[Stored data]
※
PR #1544, opened 2023-05-05
Fix problem address checkbox on CSV notifications report

andrewleith:
# Summary | Résumé

This PR refactors the bulk/CSV notifications report so that the filter problem address checkbox isn't being constantly updated like the rest of the report needs to be.

This PR separates the bulk/CSV notification report into 3 parts:
- header (ajax)
   - Schedule note
   - report download link 
- Checkbox filter (not ajax)
- notifications (ajax)


smcmurtry (changes requested):
I tried doing a bulk send on staging and then again with the review app here, and this fixes the bug for me!

I did notice one small styling regression though - the "Review address" column now moves when you check the box: https://www.youtube.com/watch?v=XkZ7Fly0CJk

andrewleith:
> I tried doing a bulk send on staging and then again with the review app here, and this fixes the bug for me!
> 
> I did notice one small styling regression though - the "Review address" column now moves when you check the box: https://www.youtube.com/watch?v=XkZ7Fly0CJk

Good catch, I'll track down what I did to cause that, thanks!

smcmurtry (approved):
The moving column issue is fixed for me now 🎉

Issue #1422, opened 2024-02-20
Empty input file causes uncaught error in v3 (it didn't in v2)


corneliusroemer:
Migrating ncov-ingest to v3, I noticed that v3 errors on empty input fasta file:

```shell
$ nextclade3 run test.fasta -d sars-cov-2 -t test.tsv
The application panicked (crashed).
Message:  called `Result::unwrap()` on an `Err` value: 
   0: Expected character '>' at record start.

Location:
   packages/nextclade/src/io/fasta.rs:106

Backtrace omitted. Run with RUST_BACKTRACE=1 environment variable to display it.
Run with RUST_BACKTRACE=full to include source snippets.
Location: packages/nextclade-cli/src/cli/nextclade_loop.rs:80

Backtrace omitted. Run with RUST_BACKTRACE=1 environment variable to display it.
Run with RUST_BACKTRACE=full to include source snippets.
zsh: abort      nextclade3 run test.fasta -d sars-cov-2 -t test.tsv
```

In v2, the behaviour was to exit with exit code 0 and without anything written to stderr:

```shell
$ nextclade2 run test.fasta -d sars-cov-2 -t test.tsv                                                                    


```

Tested on v3.2.1

PR #1424, opened 2024-02-23
fix: handle leading newlines in fasta parser correctly 

ivan-aksamentov:
Resolves https://github.com/nextstrain/nextclade/issues/1422

`FastaReader` throws an error if there's a leading newline in the inputs.

Because of the changes in `Concat` iterator in Nextclade v3, `FastaReader` now receives additional newlines, which `Concat` inserts between input readers (e.g. files or string streams). This was a necessary fix to ensure that there's a separation between two concatenated readers when the previous reader does not end with a newline. However, now if the first reader (or the only reader)  is empty or reads only newlines, then after `Concat` `FastaReader` receives only a `\n` characters, which it could not interpret and fails with an error. This is a change of behavior compared to Nextclade v2.

In the new version I make sure to skip the leading newlines. The danger of this version is the `loop` block. The termination of this loop entirely depends on the inputs, so it is important to find all corner cases to avoid infinite loop and to avoid terminating it too early.

### DIFF
--- a/packages/nextclade/src/io/concat.rs
+++ b/packages/nextclade/src/io/concat.rs
@@ -33,6 +33,15 @@ where
 
   /// Concatenate readers into a single reader, alternating them with the provided delimiter,
   /// i.e. inserting this sequence of bytes between adjacent readers.
+  ///
+  /// The idea is that if readers (e.g. files) don't contain trailing newline, it will make line parsers behave
+  /// incorrectly on reader boundaries. So one can add newline delimiter between readers, to compensate for that.
+  ///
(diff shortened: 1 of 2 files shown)


ivan-aksamentov:
Hm... I also have an alternative idea. Instead of concatenating the input readers, we could simply iterate over them and create a fresh `FastaReader` instance for each one. This way there is no need to insert any delimiters between the readers, and so no need to handle extra newlines. This might work even better.

Then we may or may not preserve the support of FASTA files with trailing newlines introduced in this PR. But it will no longer be a requirement for having multiple readers.

Issue #1437, opened 2024-04-17
Scrollbar shown for dataset names in dataset picker


corneliusroemer:
There's a tiny visual bug in v3 dataset picker: a scrollbar is shown for all dataset names as it seems that the height of the field is too small for the font size:

![2024-04-17 18 17 23](https://github.com/nextstrain/nextclade/assets/25161793/53dc2482-e93c-4516-8651-01f0169535bc)

ivan-aksamentov:
Wow! That's bad. Any way to repro this for me?

Can you check it for me in dev tools? Right click on the text -> Inspect -> find `h4` element nearby in dev tools, click on it -> In sidebar "Computed" -> "Rendered Fonts"

What does it show?

corneliusroemer:
Like this?

macOS 14.4.1, Brave v 1.64.122

<img width="1105" alt="image" src="https://github.com/nextstrain/nextclade/assets/25161793/e203c5bc-5d73-4cb9-8b34-fa82300938a7">

ivan-aksamentov:
When did that happen? Was it always the case? I haven't touched web in weeks.

ivan-aksamentov:
Are you using zoom? How does it look without zoom?

corneliusroemer:
> When did that happen? Was it always the case? I haven't touched web in weeks.

Yes it's been the case for me since the redesign for v3 - I think I might have mentioned it in some slack thread but because it's only minor visual I didn't make an issue and I just got used to it :)

> Are you using zoom? How does it look without zoom?

The issue is present across _all_ zoom levels

![2024-04-17 18 50 10](https://github.com/nextstrain/nextclade/assets/25161793/58a0bf4f-00db-4224-bb27-70a75cd1c816)

corneliusroemer:
If you tell me what to tweak I can give it a try!

corneliusroemer:
It appears to be fixed!

<img width="1485" alt="image" src="https://github.com/nextstrain/nextclade/assets/25161793/5c220987-d8c6-4327-a5c7-912bc27b6cc0">

ivan-aksamentov:
This has been fixed in https://github.com/nextstrain/nextclade/pull/1438 and released in [3.4.0](https://github.com/nextstrain/nextclade/releases/tag/3.4.0)

PR #1438, opened 2024-04-17
fix(web): attempt to remove vertical scrollbars in dataset  names

ivan-aksamentov:
https://github.com/nextstrain/nextclade/issues/1437


corneliusroemer:
It works, but cuts off the things below the line, e.g. the low part of the `p` but I think that's fine, and is what happened anyways - now we just get rid of scroll bar.

image

PR #1440, opened 2024-04-19
feat(web): select top dataset when suggest was triggered manually

ivan-aksamentov:
This changes behavior of dataset suggestions: now when use clicks "Suggest" button on main page, if suggestion run completes successfully, then top matching dataset is selected as current dataset automatically. This does not happen after automatic suggestion runs.


ivan-aksamentov:
Currently broken: automatic selection only happens after second click when autosuggest toggle is disabled.

PR #1446, opened 2024-05-08
fix: ensure loss of aa motif detected when it's the only motif

ivan-aksamentov:
Currently Nextclade fails to detect a lost motif if the motif is the only one in its category. This is due to incorrect iteration of the category keys (names) of motifs.

Here I implemented an iterator to correctly visit both the reference and query motif maps: it will visit the category even if it is entirely missing in one or the other map. Previously, the category missing from one map would not be considered, which caused silent failure to detect the disappearance of a motif.

This was initially reported for the flu h5 datasets - the loss of `polybasic_cleavage_site` motif would not be detected.

I tested by comparing the outputs of smoke tests from master branch and from this branch. The `polybasic_cleavage_site` motif loss is now detected in h5 datasets and there are no other changes.


rneher:
thanks. looks good to me.

Issue #1451, opened 2024-05-10
Developer guide uses deprecated CLI option


genehack:
In a couple places, the developer guide has example invocations that use `--output-dir`. Running them results in the following error message:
※
Which lines of the data contain the word "styling"? Copy each one.

I did notice one small styling regression though - the "Review address" column now moves when you check the box: https://www.youtube.com/watch?v=XkZ7Fly0CJk
> I did notice one small styling regression though - the "Review address" column now moves when you check the box: https://www.youtube.com/watch?v=XkZ7Fly0CJk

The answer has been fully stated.